Лялина мать была членом партии, она эвакуировалась одна, оставив дочку у сестры, старой девы, злой и замкнутой, – учительницы немецкого языка. У них была странная нерусская фамилия – Энгстрем. Да мало ли каких фамилий не бывает на свете?
Однажды после столовой мы зашли к Ляле. И вдруг я увидел на столе буханку настоящего свежего хлеба, банку с повидлом, кульки.
Я буквально остолбенел.
– Нам выдают, – сказала Ляля.
– Где?
Я готов уже был бежать и кричать: «Бабка, что же ты не знаешь, уже выдают, а мы не получаем, скорее беги!»
Ляля показала мне извещение. В нем говорилось, что фольксдойче должны в такие-то числа месяца являться в такой-то магазин, иметь при себе кульки, мешочки и банки.
– Что значит фольксдойче?
– Это значит – полунемцы, почти немцы.
– Вы разве немцы?
– Нет, мы финны. А финны – арийская нация, фольксдойче. И тетя сказала, что я пойду учиться в школу для фольксдойчей, буду переводчицей, как она.
– Вот как вы устроились, – пробормотал я, еще не совсем постигая эту сложность: была Ляля, подружка, почти сестричка, всё пополам, и вдруг она – арийская нация, а я – низший...
[Раньше избранные партийцы жили, с баз всё получали, очередей не знали. Теперь то же самое – арийцы. То партийцы, то арийцы.] Во мне вспыхнула яростная голодная злоба. Так это для нас магазины не работают, так это мы жрем конские каштаны, а они уже живут!
– Так-так, фольксдойче, – сказал я мрачно. – А ты еще и в столовку для голодающих ходишь, зар- раза?
И я ушел, так грохнув дверью, что самому стало совестно, но я на много лет возненавидел ее, хотя где- то в глубине души и понимал: при чем здесь Лялька?
Я ДЕЛАЮ БИЗНЕС
Уже всем было известно, что Шурка Маца не пошел в Бабий Яр, сидит дома и никуда не выходит: мать прячет его.
Когда Маца, наконец, рискнул выйти и первым делом прибежал ко мне, я даже не узнал его: тощий, как бродячий котенок, аж синий, свирепо голодный, глаза светятся, как лампочки. Видно, они там уже совсем доходили.

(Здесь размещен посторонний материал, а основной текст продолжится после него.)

PR #4610, opened 2017-07-19
Add datadir env var before running the exe

### LINKED ISSUE #4120: Nix-style builds need to install data files for inplace builds
Currently, `new-build` does not install `data-files` (possibly also `extra-files`). A sufficient condition for this bug is an "inplace" build. It may happen in other cases as well.

fgaz:
This enables the executale to find the datafiles in inplace builds.

Fixes #4120 

* [x] Any changes that could be relevant to users have been recorded in the changelog. (this is part of new-run)
* [x] Added a test for this.


Mikolaj:
FYI: this doesn't work if you have cabal.project and different exes use data files listed in their respective .cabal files. :(

fgaz:
@Mikolaj thanks for reporting the bug. looking into it.

PR #4605, opened 2017-07-15
Print build profile in new-build command

amir:
Please include the following checklist in your PR:

* [x] Patches conform to the [coding conventions](https://github.com/haskell/cabal/#conventions).
* [x] Any changes that could be relevant to users have been recorded in the changelog.
* [x] The documentation has been updated, if necessary.

Prints build profile—at the moment only compiler and optimization level. Sample output:
```
Build profile: with-compiler: ghc-7.10.3, optimization: MaximumOptimisation
```

With this `cabal.project.local`:
```
optimization: 2
```

This is a naive attempt to address #3945. I'm not only new to Cabal but also to Haskell. I'd gladly follow any hints by a mentor to get this merged but feel free to discard it if there's absolutely no hope.

PR #4620, opened 2017-07-21
Further compact build profile output in new-build

amir:

This change will further compact the newly added Build Profile to new-build command in #4605 per @hvr's comment: https://github.com/haskell/cabal/pull/4605#issuecomment-315975829

Before this change:
```
Build profile: with-compiler: ghc-7.10.3, optimization: MaximumOptimisation
```

And after this change:
```
Build profile: -w ghc-7.10.3 -O2
```

### DIFF
--- a/cabal-install/Distribution/Client/ProjectOrchestration.hs
+++ b/cabal-install/Distribution/Client/ProjectOrchestration.hs
@@ -767,10 +767,14 @@ printPlan verbosity
     showMonitorChangedReason  MonitorFirstRun     = "first run"
     showMonitorChangedReason  MonitorCorruptCache = "cannot read state cache"
 
-    showBuildProfile = "Build profile: " ++ (intercalate ", " [
-      "with-compiler: " ++ (showCompilerId . pkgConfigCompiler) elaboratedShared,
-      "optimisation: " ++ (show (fromMaybe NormalOptimisation (Setup.flagToMaybe packageConfigOptimization)))]
-      ) ++ "\n"
+    showBuildProfile = "Build profile: " ++ unwords [
+      "-w " ++ (showCompilerId . pkgConfigCompiler) elaboratedShared,
+      "-O" ++  (case packageConfigOptimization of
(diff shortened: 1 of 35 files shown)


cabal-install/Distribution/Client/ProjectOrchestration.hs
```diff
@@ -767,10 +767,14 @@ printPlan verbosity
...
     showMonitorChangedReason  MonitorCorruptCache = "cannot read state cache"
 
-    showBuildProfile = "Build profile: " ++ (intercalate ", " [
-      "with-compiler: " ++ (showCompilerId . pkgConfigCompiler) elaboratedShared,
-      "optimisation: " ++ (show (fromMaybe NormalOptimisation (Setup.flagToMaybe packageConfigOptimization)))]
-      ) ++ "\n"
+    showBuildProfile = "Build profile: " ++ unwords [
+      "-w " ++ (showCompilerId . pkgConfigCompiler) elaboratedShared,
+      "-O" ++  (case packageConfigOptimization of
+                Setup.Flag NoOptimisation      -> "0"
```
23Skidoo: Don't we already have a utility function for rendering this type?

amir: there probably is one. will start looking for it.

23Skidoo: No, it looks like we don't.

cabal-install/Distribution/Client/ProjectOrchestration.hs
```diff
@@ -767,10 +767,14 @@ printPlan verbosity
...
+                Setup.Flag NormalOptimisation  -> "1"
+                Setup.Flag MaximumOptimisation -> "2"
+                _                              -> "1")]
```
23Skidoo: I'd prefer an exhaustive pattern-match instead of a catch-all clause. That way we'll get a warning about an inexhaustive pattern match when the data type changes.

23Skidoo:
Merged, thanks!

PR #4650, opened 2017-07-31
Use cabal-install 2.0 on Travis for the 2.0 branch as well

23Skidoo:
This is f3ade3fea60a8eadc90c0b0eaba20bcca7aceb1d cherry-picked to the 2.0 branch.

### DIFF
--- a/.travis.yml
+++ b/.travis.yml
@@ -105,7 +105,7 @@ before_install:
  - export PATH=$HOME/bin:$PATH
  - export PATH=$HOME/.cabal/bin:$PATH
  - export PATH=$HOME/.local/bin:$PATH
- - export PATH=/opt/cabal/1.24/bin:$PATH
+ - export PATH=/opt/cabal/2.0/bin:$PATH
  - export PATH=/opt/happy/1.19.5/bin:$PATH
  - export PATH=/opt/alex/3.1.7/bin:$PATH
  - ./travis-install.sh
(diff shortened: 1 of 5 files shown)


23Skidoo:
Seems to be failing [because of](https://travis-ci.org/haskell/cabal/jobs/259545699#L2915):

```
$ cabal check
These warnings may cause trouble when distributing the package:
* 'ghc-options: -main-is' is not portable.
```

However, [on `master` we get](https://travis-ci.org/haskell/cabal/jobs/259618292#L2073):

```
$ cabal check
No errors or warnings could be found in the package.
cabal check took 0 seconds.
```

idk why there is a difference.

23Skidoo:
I can reproduce this locally, however. My hypothesis is that `-fmonolithic` business in `master` tricks `cabal check` into accepting the `master` version of `cabal-install.cabal` with no warnings.

23Skidoo:
I wonder whether the "`-main-is` is not portable" check still makes sense. It was originally added in 2008 by @dcoutts (commit 39c03860055116afa365cc5e6610f85b4e4116df).

hvr:
> I wonder whether the "-main-is is not portable" check still makes sense. 

I'd argue that `ghc-options` is not portable ;-)

ezyang:
> I can reproduce this locally, however. My hypothesis is that -fmonolithic business in master tricks cabal check into accepting the master version of cabal-install.cabal with no warnings.

Haha. We should file a proper ticket for this.

PR #4657, opened 2017-08-02
Use default flags only for new-* path

### LINKED ISSUE #4581: Documentation not generated with config: Documentation: True
For ages I have this in my config:
~~~~
$ fgrep documentation ~/.cabal/config
documentation: True
~~~~
So far this made Cabal generate and install package documentation.
It seems to have gone with Cabal-2.0.
Now, documentation is only generated if I add the documentation flag to every install invocation:
~~~~
$ cabal install --enable-documentation pkg-name
~~~~

alexbiehl:
Fixes #4581. 
With 1e90ae4380cdcef5662d933e3a34dcfef6080ec1 flags from the global
configuration would be ignored. This patch makes sure the defaults are
mixed in only for the new-build code path.

### DIFF
--- a/cabal-install/Distribution/Client/CmdBench.hs
+++ b/cabal-install/Distribution/Client/CmdBench.hs
@@ -1,4 +1,5 @@
 {-# LANGUAGE NamedFieldPuns #-}
+{-# LANGUAGE ViewPatterns   #-}
 
 -- | cabal-install CLI command: bench
 --
@@ -17,7 +18,8 @@ import Distribution.Client.ProjectOrchestration
 import Distribution.Client.CmdErrorMessages
 
 import Distribution.Client.Setup
-         ( GlobalFlags, ConfigFlags(..), ConfigExFlags, InstallFlags )
+         ( GlobalFlags, ConfigFlags(..), ConfigExFlags, InstallFlags
+         , applyFlagDefaults )
 import qualified Distribution.Client.Setup as Client
 import Distribution.Simple.Setup
          ( HaddockFlags, fromFlagOrDefault )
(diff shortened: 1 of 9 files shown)


23Skidoo:
Ah yeah, that's because command line flags are mappended on top of the ones loaded from the config, so when they're non-mempty from the beginning, they always override whatever was in the config. I think we should just revert 1e90ae4380cdcef5662d933e3a34dcfef6080ec1.

cabal-install/main/Main.hs
```diff
@@ -313,18 +314,27 @@ mainWorker args = topHandler $
...
+      , regularCmd  CmdFreeze.freezeCommand       (defaultsCmdWrapper CmdFreeze.freezeAction)
+      , regularCmd  CmdHaddock.haddockCommand     (defaultsCmdWrapper CmdHaddock.haddockAction)
+      , regularCmd  CmdRun.runCommand             (defaultsCmdWrapper CmdRun.runAction)
+      , regularCmd  CmdTest.testCommand           (defaultsCmdWrapper CmdTest.testAction)
+      , regularCmd  CmdBench.benchCommand         (defaultsCmdWrapper CmdBench.benchAction)
       ]
 
 type Action = GlobalFlags -> IO ()
 
+defaultsCmdWrapper :: ((ConfigFlags, ConfigExFlags, InstallFlags, HaddockFlags) -> [String] -> GlobalFlags -> IO ())
```
23Skidoo: I'd be more happy if instead of doing this we applied the defaults directly inside `Cmd*.*Action`. That'd be a tad more verbose, but also more explicit.

So e.g. for `buildAction` you'd have:

```
buildAction cliFlags@(_configFlags, _configExFlags, _installFlags, _haddockFlags) ... =
let (configFlags, configExFlags, installFlags, haddockFlags) = applyFlagDefaults cliFlags
...
```

hvr:
@23Skidoo if we only revert 1e90ae4 then `new-build` regresses again. There was a reason for 1e90ae4.

cabal-install/main/Main.hs
hvr: @23Skidoo we could use ViewPatterns, then it would look like

```hs
buildAction (cliFlags@(configFlags, configExFlags, installFlags, haddockFlags) <- applyFlagDefaults)
```

hvr:
@23Skidoo it's all green! :-)

PR #5845, opened 2019-01-15
Allow list for `repl --build-depends`

typedrat:
`cabal repl --build-dep base, lens` now works as promised.

---

### DIFF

– Идем на базар спички продавать, идем со мной, я один боюсь, – он потряс торбочкой с коробками.
– Мама просила, чтобы ты не называл меня Мацой, моя фамилия Крысан. Александр – от греческого Александрос или Александрис. Я – Александр Крысан, и не выдавай меня, пожалуйста...
– Ладно, – сказал я, – будем называть тебя «Александрис – председатель дохлых крыс». Он жалко улыбнулся, а я кинулся к бабке:
– Дай спичек, идем на базар.
Спичек у бабки был запас коробков пятнадцать, и десяток она, поколебавшись, отдала. В конце концов, можно постоянно держать огонь, или к соседям за угольком ходить, и спичек не надо.
На улице было очень холодно. Шурка дрожал в легком пальтишке и затравленно озирался, словно находился в зоопарке с раскрытыми клетками хищников.
Базар был почти пуст. Цена на спички известная – десять рублей коробок. Мы выложили спички красивыми стопками на голом базарном прилавке и стали ждать.
Рядом баба продавала сахарин: это были пакетики, свернутые в точности как порошки в аптеке, и никто еще не знал, что это такое. А баба кричала, хвалила, что это сладкое, лучше сахара, один пакетик на четыре стакана чаю. Черт его знает, где его брали и откуда его сразу столько взялось, но всю войну
У меня купили коробок спичек, я получил хрустящий червонец – и я пропал. У меня были деньги. Деньги! Настоящие деньги, на которые я уже мог купить сахарину на целых четыре стакана чаю. Шурка мерз, кис, а во мне поднялся жар, я страстно ждал, чтобы еще покупали, еще. За следующую коробку мне дали немецкую марку, и вот, наконец, мы смогли рассмотреть немецкие деньги. Деньги ходили так: одна немецкая марка – десять советских рублей. Марка была
До темноты мы успели продать все спички, и у нас были деньги. Мы стучали зубами от возбуждения, алчно смотрели на картошку кучками по три штуки, на муку стаканами. Мы купили по килограмму хлеба и по пакетику сахарина.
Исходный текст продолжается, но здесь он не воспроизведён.